Storl: Ich hatte das Niveau für einen 22-Meter-Stoß, sonst wäre ich nicht so selbstbewusst durch die Qualifikation gegangen. Die Leistung im Finale entsprach nicht meinem Niveau. Das war wie in der Formel 1: Wenn der Reifen in der ersten Runde platzt, kommt man aus dem Tritt.

Ihr bester Stoß landete bei 21,74 Meter...

Storl: Mit dem Platz kann man leben, ich bin nur enttäuscht wie der Wettkampf verlaufen ist, weil ich die Technik verloren habe. Ich möchte nicht, dass mir das noch mal passiert.

Zehn Jahre wollen sie noch weitermachen. Geht das in einer Disziplin wie Kugelstoßen, die den Körper sehr beansprucht?

Storl: Ich hatte Glück und bin immer von größeren Verletzungen verschont geblieben. Ich werde nicht jedes Jahr Höchstniveau bringen können und muss nach Olympia dem Körper mal ein Jahr Regeneration verschaffen - aber ich denke, dass es möglich ist.

Das Knie schmerzt und hat sie zuletzt auch im Training behindert. Müssen Sie sich einer Operation unterziehen?

Storl: Im Winter wäre eine Operation mit Blick auf die Vorbereitung auf die Olympischen Spiele 2016 in Rio de Janeiro zu spät. Eine OP würde Rio gefährden. Ich werde andere Wege gehen und andere Ärzte konsultieren. Ich muss im Herbst und Winter schmerzfrei werden, damit ich wieder Beinkraft aufbauen kann. Bisher habe ich nur einbeinige Kniebeugen gemacht, weil das Knie überhaupt nicht zu belasten war. Das wäre schon wichtig für Rio, dass ich das Knie belasten kann.

Kugelstoßen galt mal als eine besonders Doping gefährdete Disziplin. Für den letzten Doping-Fall sorgte der Weißrusse Andrej Michnewitsch, der bei Nachtests von Proben der WM 2005 erwischt wurde. Geht es da nun sauber zu?

Storl: Ich unterstelle niemand etwas. Die Zeiten von Andrej Michnewitsch sind, glaube ich, vorbei. Die Leistungen der Russen sind stark nach unten gegangen. Seit Michnewitsch gab es keinen positiven Doping-Fall mehr. Ich bin ein Mensch, der Vertrauen in die Jungs hat. Ich habe die 22 Meter sauber gestoßen und muss davon ausgehen, dass es auch andere können.

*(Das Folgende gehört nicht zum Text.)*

PR #310, opened 2021-07-15
Improve LoadBalancerClass validation

dkistner:
/kind enhancement
/platform openstack

Allow to change the name and purpose of load balancer classes in `.controlPlaneConfig.loadBalancerClasses[]`. The load balancer classes configuration need still to be semantically equal with the load balancer classes from the CloudProfile.

Add validation to check if there are no load balancer classes with same name and if there are multiple default or private load balancer classes.

**Release note**:

```other user
It is now allowed to change the name and purpose of load balancer classes in `.controlPlaneConfig.loadBalancerClasses[]`. The load balancer classes configuration need still to be semantically equal with the load balancer classes from the CloudProfile.
```

/invite @kon-angelo @MartinWeindel 
cc @RaphaelVogel

### DIFF
--- a/pkg/apis/openstack/validation/cloudprofile.go
+++ b/pkg/apis/openstack/validation/cloudprofile.go
@@ -66,10 +66,7 @@ func ValidateCloudProfileConfig(cloudProfile *api.CloudProfileConfig, fldPath *f
 	}
 
 	for i, pool := range cloudProfile.Constraints.FloatingPools {
-		lbClassPath := floatingPoolPath.Index(i).Child("loadBalancerClasses")
-		for j, class := range pool.LoadBalancerClasses {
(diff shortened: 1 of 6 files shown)


pkg/apis/openstack/validation/cloudprofile.go
```diff
@@ -192,3 +189,47 @@ func ValidateLoadBalancerClasses(lbClass api.LoadBalancerClass, fldPath *field.P
 
 	return allErrs
 }
+
```
kon-angelo, line 192: Nit: Comment missing for exported function

dkistner: done. Thanks :)

kon-angelo (approved):
/lgtm

PR #312, opened 2021-07-15
Add DNSRecord controller

stoyanr:

/area control-plane
/kind api-change
/kind enhancement
/platform openstack

* Adds a Openstack-specific implementation of a DNSRecord controller, see https://github.com/gardener/gardener/pull/4231.
* Vendors g/g v1.27.0-dev and k8s v0.21.2 (in a separate commit to make reviews easier)

Fixes #

Note the following important details:
* The provider type is `openstack-designate` (like in `DNSProvider`), not `openstack` (like in other controllers) for reasons of compatibility and ease of migration.

See also https://github.com/gardener/gardener-extension-provider-aws/pull/362 and https://github.com/gardener/gardener-extension-provider-aws/pull/370.

**Release note**:

```other operator
NONE
```


pkg/openstack/credentials.go
```diff
@@ -41,33 +42,43 @@ type Credentials struct {
...
-	password := getOptional(secret, Password)
-	applicationCredentialID := getOptional(secret, ApplicationCredentialID)
-	applicationCredentialName := getOptional(secret, ApplicationCredentialName)
-	applicationCredentialSecret := getOptional(secret, ApplicationCredentialSecret)
-	authURL := getOptional(secret, AuthURL)
+	userName := getOptional(secret, UserName, altUserNameKey)
+	password := getOptional(secret, Password, altPasswordKey)
+	applicationCredentialID := getOptional(secret, ApplicationCredentialID, nil)
+	applicationCredentialName := getOptional(secret, ApplicationCredentialName, nil)
+	applicationCredentialSecret := getOptional(secret, ApplicationCredentialSecret, nil)
```
MartinWeindel, line 80: Maybe we should allow the DNS keys also for these three new parameters?
See https://github.com/gardener/external-dns-management/blob/master/pkg/controller/provider/openstack/handler.go#L78-L80

MartinWeindel (commented):
What about allowing `OS_APPLICATION_CREDENTIAL_xxx` key names?

pkg/openstack/credentials.go
stoyanr: Thanks, I think this was introduced recently in `external-dns-management`, for some reason I had a slightly older version and didn't see them, so I thought they are not supported for DNS for some reason. Was going to ask you about it but it slipped my mind, good that you noticed it.

stoyanr: Done (in a new commit)

stoyanr:
@MartinWeindel  Thanks for your suggestions, I addressed them, could you please take another look?

MartinWeindel (approved):
/lgtm

stoyanr:
@dkistner Rebased and ready for review once again.

pkg/openstack/client/dns.go
```diff
@@ -0,0 +1,123 @@
...
+	}
+	if rs != nil {
+		if !reflect.DeepEqual(rs.Records, records) || rs.TTL != ttl {
+			updateOpts := recordsets.UpdateOpts{
+				Records: records,
+				TTL:     &ttl,
+			}
+			_, err := recordsets.Update(c.client, zoneID, rs.ID, updateOpts).Extract()
+			return err
+		}
```
dkistner, line 61: Nit: Can we eliminate the else case by returning after the inner if block?

dkistner (approved):
Looks good to me. Thank you.

dkistner:
Sorry but needs again a rebase :( But then we can go on an merge it.
/rebase

pkg/openstack/client/dns.go
stoyanr: Done

stoyanr:
@dkistner Rebased and addressed your comments.

dkistner (approved):
/lgtm

PR #313, opened 2021-07-16
restrict app credentials to 1.19+

kon-angelo:

/area control-plane
/kind bug
/platform openstack

Using the [new application credentials](https://github.com/gardener/gardener-extension-provider-openstack/pull/300) is not supported by the in-tree openstack cloud-provider. Currently we use the in-tree provider for up to kubernetes version `v1.18.X`.  

With this PR the validation will block creation of shoots using Openstack's application credentials in unsupported versions. 

Fixes #

**Release note**:

```other operator
NONE
```


rfranzke (commented):
Can you add a unit test?

pkg/admission/validator/shoot.go
```diff
@@ -18,20 +18,21 @@ import (
...
 	kutil "github.com/gardener/gardener/pkg/utils/kubernetes"
+	"github.com/gardener/gardener/pkg/utils/version"
 	corev1 "k8s.io/api/core/v1"
 	"k8s.io/apimachinery/pkg/api/equality"
 	"k8s.io/apimachinery/pkg/runtime"
 	"k8s.io/apimachinery/pkg/runtime/serializer"
 	"k8s.io/apimachinery/pkg/util/validation/field"
 	"sigs.k8s.io/controller-runtime/pkg/client"
+
+	api "github.com/gardener/gardener-extension-provider-openstack/pkg/apis/openstack"
```
dkistner, line 33: Nit: Can we move those imports from this repo up?

pkg/admission/validator/shoot.go
```diff
@@ -99,6 +100,17 @@ func (s *shoot) Validate(ctx context.Context, new, old client.Object) error {
...
 	}
 
+	// The Kubernetes version is the version of the CSI migration, where we stopped using the in-tree providers.
+	// see: pkg/webhook/controlplane/ensurer.go
+	k8sVersionLessThan19, err := version.CompareVersions(shoot.Spec.Kubernetes.Version, "<", "1.19")
+	if err != nil {
+		return err
+	}
+
+	if k8sVersionLessThan19 && s.isUsingApplicationCredentials(secret) {
```
dkistner, line 110: Should we not rather check this in `ExtractCredentials()`?
And pass `k8sVersionLessThan19` then to `ExtractCredentials()`.
Then we could also adapt the unit test there.

dkistner: We agreed not to move it to `ExtractCredentials()` as it is used in different places.

kon-angelo:
Made a second try. If this is not up to standard I can also try making the check in `ExtractCredentials`

pkg/openstack/credentials.go
```diff
@@ -119,3 +119,7 @@ func getRequired(secret *corev1.Secret, key string) (string, error) {
 	}
 	return string(value), nil
 }
+
```
dkistner, line 122: Do we need this still be as an exported function? I see it is only used in `pkg/apis/openstack/validation/shoot.go`. Can we move it there or remove the function?
If you want to keep it there then please add a doc string.

kon-angelo: I inlined the function since it's used in one place only and it's a one-liner and amply commented its usage.

dkistner (dismissed):
/lgtm

dkistner (approved):
/lgtm

PR #317, opened 2021-07-20
Deploy shoots in existing Neutron networks

kon-angelo:

/area control-plane
/kind enhancement
/platform openstack

Allows the creation of shoots into existing user-managed networks.

Fixes #

**Release note**:

```other operator
Shoots can now be deployed in existing Neutron networks. The network can be specified by its ID in the respective shoot's infrastructure configuration.
```

### DIFF
--- a/charts/internal/machineclass/templates/machineclass.yaml
+++ b/charts/internal/machineclass/templates/machineclass.yaml
@@ -37,15 +37,13 @@ providerSpec:
     availabilityZone: {{ $machineClass.availabilityZone }}
     flavorName: {{ $machineClass.machineType }}
     keyName: {{ $machineClass.keyName }}
-{{- if $machineClass.subnetID }}
-    subnetID: {{ $machineClass.subnetID }}
-{{- end }}
 {{- if $machineClass.imageID }}
     imageID: {{ $machineClass.imageID }}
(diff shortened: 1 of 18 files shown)


dkistner (commented):
Had a first look and looks overall good.
Just a few minor comments and the question how we proceed with the subnet id in the machine classes.

charts/internal/machineclass/templates/machineclass.yaml
```diff
@@ -37,6 +37,9 @@ providerSpec:
     availabilityZone: {{ $machineClass.availabilityZone }}
     flavorName: {{ $machineClass.machineType }}
     keyName: {{ $machineClass.keyName }}
+{{- if $machineClass.subnetID }}
```
dkistner, line 40: Is that check now still required when we always pass a subnet id?

dkistner (commented):
I played a little with it. Just a small comment.

Otherwise it looks good to me.

charts/internal/machineclass/templates/machineclass.yaml
kon-angelo: Nice catch

dkistner (approved):

PR #6682, opened 2019-01-02
Update the upgrade sql to rename the duplicate records

ywk253100:
Rename the "name" colume in table "replication_policy" and "replication_target" before adding the "UNIQUE" constraint to avoid the upgrade failure


ywk253100:
@wy65701436 Have added the timestamp to the name to avoid the conflict with the existing names.

make/migrations/postgresql/0002_1.7.0_schema.up.sql
```diff
@@ -11,5 +11,48 @@ create table job_log (
...
+        UPDATE replication_target AS t
+        SET name = (
+            CASE WHEN (length(name)+length(v.seq::text)+1) > 64 
+            THEN
+                substring(name from 1 for (63-length(v.seq::text))) || '_' || v.seq
+            ELSE
+                name || '_' || v.seq
+            END
+        )
+        FROM (SELECT id, row_number() OVER (PARTITION BY name ORDER BY id) seq FROM replication_target) AS v
```
reasonerjt: Better be `AS seq` for consistency?

make/migrations/postgresql/0002_1.7.0_schema.up.sql
```diff
@@ -11,5 +11,48 @@ create table job_log (
 
 CREATE UNIQUE INDEX job_log_uuid ON job_log (job_uuid);
 
+/*
+Rename the duplicate names before adding "UNIQUE" constraint
+*/
+DO $$ 
+BEGIN
+    WHILE EXISTS (select count(*) from replication_policy group by name having count(*) > 1) LOOP
```
reasonerjt: upper-case please.

PR #6702, opened 2019-01-07
Add DB table for robot account

wy65701436:
This commit is to add DB scheme for robot account and update the db orm releated.


make/migrations/postgresql/0004_add_robot_account.up.sql
```diff
@@ -0,0 +1,13 @@
+create table robot (
```
reasonerjt: CREATE TABLE (upper case)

Es bringt nichts, sich den ganzen Tag den Kopf zu zerbrechen, wer etwas genommen hat oder nicht.

Können vermeintlich große Kugelstoßer wie Randy Barnes (USA), der 1990 den noch gültigen Weltrekord von 23,12 Meter aufstellte, noch Vorbilder sein?

Storl: Ich glaube nicht, dass man den älteren Kollegen einen Vorwurf machen sollte. Es ist eine Zeit gewesen, in der es offenkundig betrieben wurde. Die Zeiten waren damals so. Die haben trotzdem trainiert und Leistungen gebracht, die keiner anderer schafft. Ich bin nicht jemand, der gegen diese Rekorde vorgeht.

Sie trauen sich auch zu, an die 23 Meter ranzukommen. Ist das ohne verbotene Methoden möglich?

Storl: Ich habe mich allein in den letzten vier Jahren rein körperlich weiterentwickelt. Ich habe mich in Richtung zum Mann hin entwickelt, mit der Kraft, die man von Natur her bekommt. Man baut das Niveau immer weiter auf, arbeitet an der Technik akribisch.

Diskus-Olympiasieger Robert Harting will Doping-Sünder bei Wettkämpfen mit roten Startnummern kennzeichnen. Wie finden Sie das?

Storl: Es ist schon eine gute Idee. Man sollte es offensichtlich gestalten, wenn Leute mal positiv getestet wurden. Man sollte auch Leute, die zweimal positiv getestet wurden, von solchen Wettkämpfen ausschließen wie zum Beispiel einen Justin Gatlin, der zweimal überführt wurde.